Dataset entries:
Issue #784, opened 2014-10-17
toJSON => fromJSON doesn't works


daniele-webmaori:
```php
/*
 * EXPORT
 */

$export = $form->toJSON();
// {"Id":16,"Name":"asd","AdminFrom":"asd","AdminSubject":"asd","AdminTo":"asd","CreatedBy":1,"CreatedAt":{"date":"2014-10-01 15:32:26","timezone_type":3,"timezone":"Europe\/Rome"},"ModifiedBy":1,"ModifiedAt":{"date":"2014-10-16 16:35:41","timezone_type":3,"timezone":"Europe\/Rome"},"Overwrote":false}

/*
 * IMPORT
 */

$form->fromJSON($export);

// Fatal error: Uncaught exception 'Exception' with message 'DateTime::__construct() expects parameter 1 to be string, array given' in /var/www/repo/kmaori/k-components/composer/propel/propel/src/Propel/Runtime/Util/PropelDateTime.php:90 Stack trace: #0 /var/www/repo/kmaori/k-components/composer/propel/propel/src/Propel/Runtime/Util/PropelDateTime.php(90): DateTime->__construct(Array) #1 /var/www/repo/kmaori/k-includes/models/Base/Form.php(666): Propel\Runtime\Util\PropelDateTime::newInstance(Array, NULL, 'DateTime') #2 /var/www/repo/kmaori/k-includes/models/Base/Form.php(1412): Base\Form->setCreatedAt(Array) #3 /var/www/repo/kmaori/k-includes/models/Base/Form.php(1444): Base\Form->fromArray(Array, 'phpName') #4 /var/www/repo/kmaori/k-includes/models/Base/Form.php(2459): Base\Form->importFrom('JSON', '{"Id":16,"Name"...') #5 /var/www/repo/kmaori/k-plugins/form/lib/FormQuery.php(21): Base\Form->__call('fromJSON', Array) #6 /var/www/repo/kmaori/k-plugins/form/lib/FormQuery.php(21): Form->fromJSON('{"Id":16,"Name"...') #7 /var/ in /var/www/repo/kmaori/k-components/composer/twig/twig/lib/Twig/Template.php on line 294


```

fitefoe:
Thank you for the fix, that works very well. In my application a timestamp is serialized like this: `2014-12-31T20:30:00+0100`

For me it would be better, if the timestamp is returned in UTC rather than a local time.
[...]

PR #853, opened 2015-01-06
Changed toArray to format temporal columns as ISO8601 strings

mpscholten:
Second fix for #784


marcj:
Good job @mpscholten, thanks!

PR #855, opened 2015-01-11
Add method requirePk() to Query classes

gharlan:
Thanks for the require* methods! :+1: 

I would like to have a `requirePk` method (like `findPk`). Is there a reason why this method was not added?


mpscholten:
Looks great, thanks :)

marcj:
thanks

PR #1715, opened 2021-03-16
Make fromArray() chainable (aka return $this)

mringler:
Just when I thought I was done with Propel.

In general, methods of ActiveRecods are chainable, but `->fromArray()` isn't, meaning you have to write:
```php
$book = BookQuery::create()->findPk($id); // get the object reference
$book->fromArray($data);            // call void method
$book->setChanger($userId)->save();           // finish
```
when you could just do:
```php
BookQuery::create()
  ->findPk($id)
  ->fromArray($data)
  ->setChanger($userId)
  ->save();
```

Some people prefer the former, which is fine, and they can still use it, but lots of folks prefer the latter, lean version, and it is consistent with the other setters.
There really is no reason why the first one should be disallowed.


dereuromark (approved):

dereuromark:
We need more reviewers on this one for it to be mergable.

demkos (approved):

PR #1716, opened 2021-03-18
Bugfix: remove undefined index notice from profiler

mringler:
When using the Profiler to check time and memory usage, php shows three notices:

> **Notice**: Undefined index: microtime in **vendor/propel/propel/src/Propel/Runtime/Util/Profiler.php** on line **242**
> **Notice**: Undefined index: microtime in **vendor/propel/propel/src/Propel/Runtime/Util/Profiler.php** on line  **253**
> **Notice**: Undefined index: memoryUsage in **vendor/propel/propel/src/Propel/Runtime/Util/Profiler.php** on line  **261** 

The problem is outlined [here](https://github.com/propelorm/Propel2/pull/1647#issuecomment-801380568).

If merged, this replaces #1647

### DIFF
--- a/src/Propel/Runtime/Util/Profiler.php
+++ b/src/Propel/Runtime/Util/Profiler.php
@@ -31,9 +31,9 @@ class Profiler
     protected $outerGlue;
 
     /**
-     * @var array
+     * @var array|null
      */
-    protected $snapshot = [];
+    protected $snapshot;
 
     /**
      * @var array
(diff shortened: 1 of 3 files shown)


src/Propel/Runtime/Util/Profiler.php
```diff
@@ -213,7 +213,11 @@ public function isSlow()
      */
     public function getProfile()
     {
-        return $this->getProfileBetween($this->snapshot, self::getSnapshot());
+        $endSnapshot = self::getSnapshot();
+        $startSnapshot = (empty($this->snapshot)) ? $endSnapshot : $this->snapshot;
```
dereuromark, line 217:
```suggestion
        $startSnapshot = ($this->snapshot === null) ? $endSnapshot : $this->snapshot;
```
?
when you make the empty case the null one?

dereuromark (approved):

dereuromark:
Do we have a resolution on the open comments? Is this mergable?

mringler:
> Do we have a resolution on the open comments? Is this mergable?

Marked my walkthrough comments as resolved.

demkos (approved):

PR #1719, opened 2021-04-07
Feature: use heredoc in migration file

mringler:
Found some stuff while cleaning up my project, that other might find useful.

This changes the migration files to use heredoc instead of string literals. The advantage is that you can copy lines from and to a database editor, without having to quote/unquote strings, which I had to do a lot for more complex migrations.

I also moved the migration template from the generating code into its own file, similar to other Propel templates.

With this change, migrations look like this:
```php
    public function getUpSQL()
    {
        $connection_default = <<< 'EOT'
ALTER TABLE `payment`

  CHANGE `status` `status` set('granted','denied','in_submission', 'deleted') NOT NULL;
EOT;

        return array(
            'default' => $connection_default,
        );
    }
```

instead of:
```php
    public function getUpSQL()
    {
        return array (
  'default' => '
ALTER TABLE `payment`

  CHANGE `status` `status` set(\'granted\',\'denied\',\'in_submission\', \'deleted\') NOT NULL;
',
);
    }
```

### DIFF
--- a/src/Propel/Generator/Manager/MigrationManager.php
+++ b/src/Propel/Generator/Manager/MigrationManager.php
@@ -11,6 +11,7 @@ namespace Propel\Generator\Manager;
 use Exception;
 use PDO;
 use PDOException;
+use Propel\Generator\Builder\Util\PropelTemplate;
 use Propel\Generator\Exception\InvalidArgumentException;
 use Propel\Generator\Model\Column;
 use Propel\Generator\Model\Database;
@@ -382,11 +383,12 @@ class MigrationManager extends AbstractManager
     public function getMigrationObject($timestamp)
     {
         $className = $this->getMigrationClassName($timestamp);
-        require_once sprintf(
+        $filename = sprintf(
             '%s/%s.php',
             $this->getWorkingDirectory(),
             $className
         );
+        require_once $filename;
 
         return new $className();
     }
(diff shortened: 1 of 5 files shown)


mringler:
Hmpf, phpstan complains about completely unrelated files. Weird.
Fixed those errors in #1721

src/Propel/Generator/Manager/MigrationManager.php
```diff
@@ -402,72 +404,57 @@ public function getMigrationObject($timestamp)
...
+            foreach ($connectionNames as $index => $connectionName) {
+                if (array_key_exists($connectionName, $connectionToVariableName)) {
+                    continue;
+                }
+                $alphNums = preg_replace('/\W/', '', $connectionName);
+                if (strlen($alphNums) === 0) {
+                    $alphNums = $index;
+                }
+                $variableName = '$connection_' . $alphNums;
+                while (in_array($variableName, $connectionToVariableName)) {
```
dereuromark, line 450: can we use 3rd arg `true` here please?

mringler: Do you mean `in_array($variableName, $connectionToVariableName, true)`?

▶ [Exercise objective] Copy each line above exactly as it stands.

▶ [Result of the exercise]
Issue #784, opened 2014-10-17
toJSON => fromJSON doesn't works


daniele-webmaori:
```php
/*
 * EXPORT
 */

$export = $form->toJSON();
// {"Id":16,"Name":"asd","AdminFrom":"asd","AdminSubject":"asd","AdminTo":"asd","CreatedBy":1,"CreatedAt":{"date":"2014-10-01 15:32:26","timezone_type":3,"timezone":"Europe\/Rome"},"ModifiedBy":1,"ModifiedAt":{"date":"2014-10-16 16:35:41","timezone_type":3,"timezone":"Europe\/Rome"},"Overwrote":false}

/*
 * IMPORT
 */

$form->fromJSON($export);

// Fatal error: Uncaught exception 'Exception' with message 'DateTime::__construct() expects parameter 1 to be string, array given' in /var/www/repo/kmaori/k-components/composer/propel/propel/src/Propel/Runtime/Util/PropelDateTime.php:90 Stack trace: #0 /var/www/repo/kmaori/k-components/composer/propel/propel/src/Propel/Runtime/Util/PropelDateTime.php(90): DateTime->__construct(Array) #1 /var/www/repo/kmaori/k-includes/models/Base/Form.php(666): Propel\Runtime\Util\PropelDateTime::newInstance(Array, NULL, 'DateTime') #2 /var/www/repo/kmaori/k-includes/models/Base/Form.php(1412): Base\Form->setCreatedAt(Array) #3 /var/www/repo/kmaori/k-includes/models/Base/Form.php(1444): Base\Form->fromArray(Array, 'phpName') #4 /var/www/repo/kmaori/k-includes/models/Base/Form.php(2459): Base\Form->importFrom('JSON', '{"Id":16,"Name"...') #5 /var/www/repo/kmaori/k-plugins/form/lib/FormQuery.php(21): Base\Form->__call('fromJSON', Array) #6 /var/www/repo/kmaori/k-plugins/form/lib/FormQuery.php(21): Form->fromJSON('{"Id":16,"Name"...') #7 /var/ in /var/www/repo/kmaori/k-components/composer/twig/twig/lib/Twig/Template.php on line 294


```

fitefoe:
Thank you for the fix, that works very well. In my application a timestamp is serialized like this: `2014-12-31T20:30:00+0100`

For me it would be better, if the timestamp is returned in UTC rather than a local time.
[...]

PR #853, opened 2015-01-06
Changed toArray to format temporal columns as ISO8601 strings

mpscholten:
Second fix for #784


marcj:
Good job @mpscholten, thanks!

PR #855, opened 2015-01-11
Add method requirePk() to Query classes

gharlan:
Thanks for the require* methods! :+1: 

I would like to have a `requirePk` method (like `findPk`). Is there a reason why this method was not added?


mpscholten:
Looks great, thanks :)

marcj:
thanks

PR #1715, opened 2021-03-16
Make fromArray() chainable (aka return $this)

mringler:
Just when I thought I was done with Propel.

In general, methods of ActiveRecods are chainable, but `->fromArray()` isn't, meaning you have to write:
```php
$book = BookQuery::create()->findPk($id); // get the object reference
$book->fromArray($data);            // call void method
$book->setChanger($userId)->save();           // finish
```
when you could just do:
```php
BookQuery::create()
  ->findPk($id)
  ->fromArray($data)
  ->setChanger($userId)
  ->save();
```

Some people prefer the former, which is fine, and they can still use it, but lots of folks prefer the latter, lean version, and it is consistent with the other setters.
There really is no reason why the first one should be disallowed.


dereuromark (approved):

dereuromark:
We need more reviewers on this one for it to be mergable.

demkos (approved):

PR #1716, opened 2021-03-18
Bugfix: remove undefined index notice from profiler

mringler:
When using the Profiler to check time and memory usage, php shows three notices:

> **Notice**: Undefined index: microtime in **vendor/propel/propel/src/Propel/Runtime/Util/Profiler.php** on line **242**
> **Notice**: Undefined index: microtime in **vendor/propel/propel/src/Propel/Runtime/Util/Profiler.php** on line  **253**
> **Notice**: Undefined index: memoryUsage in **vendor/propel/propel/src/Propel/Runtime/Util/Profiler.php** on line  **261** 

The problem is outlined [here](https://github.com/propelorm/Propel2/pull/1647#issuecomment-801380568).

If merged, this replaces #1647

### DIFF
--- a/src/Propel/Runtime/Util/Profiler.php
+++ b/src/Propel/Runtime/Util/Profiler.php
@@ -31,9 +31,9 @@ class Profiler
     protected $outerGlue;
 
     /**
-     * @var array
+     * @var array|null
      */
-    protected $snapshot = [];
+    protected $snapshot;
 
     /**
      * @var array
(diff shortened: 1 of 3 files shown)


src/Propel/Runtime/Util/Profiler.php
```diff
@@ -213,7 +213,11 @@ public function isSlow()
      */
     public function getProfile()
     {
-        return $this->getProfileBetween($this->snapshot, self::getSnapshot());
+        $endSnapshot = self::getSnapshot();
+        $startSnapshot = (empty($this->snapshot)) ? $endSnapshot : $this->snapshot;
```
dereuromark, line 217:
```suggestion
        $startSnapshot = ($this->snapshot === null) ? $endSnapshot : $this->snapshot;
```
?
when you make the empty case the null one?

dereuromark (approved):

dereuromark:
Do we have a resolution on the open comments? Is this mergable?

mringler:
> Do we have a resolution on the open comments? Is this mergable?

Marked my walkthrough comments as resolved.

demkos (approved):

PR #1719, opened 2021-04-07
Feature: use heredoc in migration file

mringler:
Found some stuff while cleaning up my project, that other might find useful.

This changes the migration files to use heredoc instead of string literals. The advantage is that you can copy lines from and to a database editor, without having to quote/unquote strings, which I had to do a lot for more complex migrations.

I also moved the migration template from the generating code into its own file, similar to other Propel templates.

With this change, migrations look like this:
```php
    public function getUpSQL()
    {
        $connection_default = <<< 'EOT'
ALTER TABLE `payment`

  CHANGE `status` `status` set('granted','denied','in_submission', 'deleted') NOT NULL;
EOT;

        return array(
            'default' => $connection_default,
        );
    }
```

instead of:
```php
    public function getUpSQL()
    {
        return array (
  'default' => '
ALTER TABLE `payment`

  CHANGE `status` `status` set(\'granted\',\'denied\',\'in_submission\', \'deleted\') NOT NULL;
',
);
    }
```

### DIFF
--- a/src/Propel/Generator/Manager/MigrationManager.php
+++ b/src/Propel/Generator/Manager/MigrationManager.php
@@ -11,6 +11,7 @@ namespace Propel\Generator\Manager;
 use Exception;
 use PDO;
 use PDOException;
+use Propel\Generator\Builder\Util\PropelTemplate;
 use Propel\Generator\Exception\InvalidArgumentException;
 use Propel\Generator\Model\Column;
 use Propel\Generator\Model\Database;
@@ -382,11 +383,12 @@ class MigrationManager extends AbstractManager
     public function getMigrationObject($timestamp)
     {
         $className = $this->getMigrationClassName($timestamp);
-        require_once sprintf(
+        $filename = sprintf(
             '%s/%s.php',
             $this->getWorkingDirectory(),
             $className
         );
+        require_once $filename;
 
         return new $className();
     }
(diff shortened: 1 of 5 files shown)


mringler:
Hmpf, phpstan complains about completely unrelated files. Weird.
Fixed those errors in #1721

src/Propel/Generator/Manager/MigrationManager.php
```diff
@@ -402,72 +404,57 @@ public function getMigrationObject($timestamp)
...
+            foreach ($connectionNames as $index => $connectionName) {
+                if (array_key_exists($connectionName, $connectionToVariableName)) {
+                    continue;
+                }
+                $alphNums = preg_replace('/\W/', '', $connectionName);
+                if (strlen($alphNums) === 0) {
+                    $alphNums = $index;
+                }
+                $variableName = '$connection_' . $alphNums;
+                while (in_array($variableName, $connectionToVariableName)) {
```
dereuromark, line 450: can we use 3rd arg `true` here please?

mringler: Do you mean `in_array($variableName, $connectionToVariableName, true)`?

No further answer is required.